Torch Trader: Requirements Specification
1. Introduction
This document outlines the functional and non-functional requirements for the Torch Trader platform, a next-generation trading solution that supports stocks and cryptocurrencies. Torch Trader aims to provide a comprehensive, high-performance, and user-friendly trading environment by leveraging advanced analytics, backtesting, deep learning, and trading bot automation.
2. Functional Requirements
2.1 Data Collection
- Integrate popular APIs for data collection, such as Alpha Vantage, Yahoo Finance, and Binance, to gather stock and crypto market data.
- Store collected data in an organized and efficient format, such as CSV or a database like SQLite or PostgreSQL.
2.2 Technical Analysis and Scripting
- Provide built-in technical analysis indicators using libraries like TA-Lib or Tulipy.
- Allow users to create, edit, and manage custom trading strategies using Python scripts.
- Offer a scripting engine to evaluate and execute user-defined strategies.
2.3 Backtesting
- Develop a backtesting engine that simulates trading with historical data.
- Provide users with customizable backtesting parameters, such as date range, initial capital, and trade frequency.
- Display comprehensive backtesting results, including performance metrics, trade logs, and visualizations.
2.4 Strategy Optimization and Deep Learning
- Implement deep learning models using PyTorch for strategy optimization.
- Support GPU acceleration using CUDA for high-performance model training.
- Apply optimization algorithms, such as grid search or Bayesian optimization, to fine-tune trading strategies.
- Consider reinforcement learning techniques, like Deep Q-Networks (DQN) or Proximal Policy Optimization (PPO), for optimizing strategies.
2.5 Trading Bots and Monitoring
- Develop trading bots capable of executing trades on popular stock and crypto exchanges using their APIs.
- Allow users to create, configure, and manage multiple trading bots.
- Implement a monitoring system to track bot performance, including profit/loss, trade history, and strategy performance.
- Provide real-time alerts and notifications for user-defined events, such as trade execution or strategy changes.
2.6 User Interface
- Design an intuitive and responsive user interface that supports both novice and experienced traders.
- Provide multiple interface options, including a command-line interface, web-based interface using Flask or Django, or desktop application using PyQt or Tkinter.
- Implement user-friendly navigation and organization of platform features and settings.
3. Non-functional Requirements
3.1 Performance
- Ensure low-latency and high-throughput performance for data processing, backtesting, and deep learning tasks.
- Optimize the platform for multi-threading and asynchronous processing using Python's
concurrent.futures
orasyncio
libraries.
3.2 Scalability
- Design the platform to handle increasing amounts of data and user activity as the user base grows.
- Ensure the platform can be easily expanded to support new features, trading instruments, or data sources.
3.3 Security
- Implement industry-standard security measures to protect user data and sensitive information.
- Ensure secure communication with external APIs and services using encryption and authentication protocols.
3.4 Reliability
- Develop a robust and stable platform that minimizes the occurrence of bugs, crashes, or performance issues.
- Implement error handling and logging mechanisms to quickly identify and address issues.
- Implement a version control system, such as Git, to track code changes and facilitate collaboration among developers.
- Utilize a continuous integration and continuous deployment (CI/CD) pipeline to automate testing and deployment processes, ensuring consistent code quality and efficient updates.
- Encourage contributions from the open-source community by maintaining an active and responsive presence on platforms like GitHub or GitLab.
3.6 Usability
- Design the user interface with a focus on user experience, ensuring it is easy to learn, navigate, and use for both novice and experienced traders.
- Provide comprehensive user documentation, including installation guides, tutorials, and examples, to assist users in effectively using the platform.
- Implement responsive and helpful error messages and tooltips to guide users in understanding and resolving issues.
- Offer an accessible and responsive customer support system to address user questions, feedback, and concerns.
4. Constraints and Assumptions
- Constraints:
- The platform must be developed using Python and compatible libraries.

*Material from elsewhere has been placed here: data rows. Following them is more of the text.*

PR #1695, opened 2023-08-05
Add task solution

davinnchii:


src/makeCalculator.js
```diff
@@ -37,7 +37,40 @@
...
+
+      return this;
+    },
+    operate(callback, value) {
+      callback(value, this);
+
+      return this;
+    },
+    result: 0,
+  };
```
FrontKid, line 73: You can optimize your code using "bind" or "apply"
(https://learn.javascript.ru/bind)

FrontKid (approved):
Good job!!!

src/makeCalculator.js
alexander-ignatow: This is valid, but rather optional comment

alexander-ignatow (approved):
LGTM 👍

src/makeCalculator.js
davinnchii: > This is valid, but rather optional comment

I thought about implementing it, but was more focused on other tasks rather than trying to do it

PR #1696, opened 2023-08-05
add task solution

FrontKid:


maksym-mishchanchuk (approved):
GooooD!

src/makeCalculator.js
```diff
@@ -37,7 +37,44 @@
...
+  const calculator = {
+    DEFAULT_VALUE: 0,
+    result: 0,
+
+    operate(
+      modifyResult = N => N ?? this.result,
+      n = this.DEFAULT_VALUE,
+    ) {
+      // add context to the callback function and call it
+      modifyResult.bind(this)(n);
```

- The platform must support both stock and crypto markets.
- The platform should be compatible with multiple operating systems, including Windows, macOS, and Linux.
- The platform must adhere to any legal or regulatory requirements related to trading and data privacy.
- Assumptions:
- Users will have a basic understanding of trading and financial markets.

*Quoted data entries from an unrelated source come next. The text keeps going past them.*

PR #1697, opened 2023-08-05
initial commit

maksym-mishchanchuk:


src/makeCalculator.js
```diff
@@ -37,7 +37,39 @@
...
+    },
+    reset() {
+      this.result = 0;
+
+      return this;
+    },
+    operate(action, number) {
+      action.call(this, number);
+
+      return this;
```
desevoker, line 70:
```suggestion
      return action.call(this, number);
```

Action already returns `this`.

desevoker (approved):
Goob job! 🚀

src/makeCalculator.js
```diff
@@ -37,7 +37,39 @@
  * @return {object}
  */
 function makeCalculator() {
-  // write code here
+  return {
+    result: 0,
+    add(number) {
+      this.result += number;
+
+      return this;
```
dffUqp, line 45: what happens if we remove this line?

dffUqp (changes requested):
Almost done:smiley:

src/makeCalculator.js
maksym-mishchanchuk: ✕ 'operate' should support a chain call (1ms)
    ✕ 'operate' should correctly work in a long chain

i have 2 error after remove

dffUqp: I think you remove `return this` in `operate` method because I don't have these errors. 

image

dffUqp: 👀

dffUqp (changes requested):

src/makeCalculator.js
maksym-mishchanchuk: Снимок экрана 2023-08-09 в 09 20 50

maksym-mishchanchuk: if i delete s have problem with some task

is you remember, last time i have problem with some tasks test. I don*t know why

dffUqp (approved):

- Users will have access to a stable internet connection for data collection and communication with external APIs.
- Users will have the necessary hardware and software resources to run the platform, such as sufficient RAM, storage, and processing power.
5. Conclusion
This requirements specification document serves as a comprehensive guide for the development of the Torch Trader platform, outlining the necessary functional and non-functional requirements to create a powerful, user-friendly, and reliable trading solution. By adhering to these requirements and addressing the constraints and assumptions, the Torch Trader platform will provide traders with an advanced and efficient toolset for navigating the world of stocks and cryptocurrencies.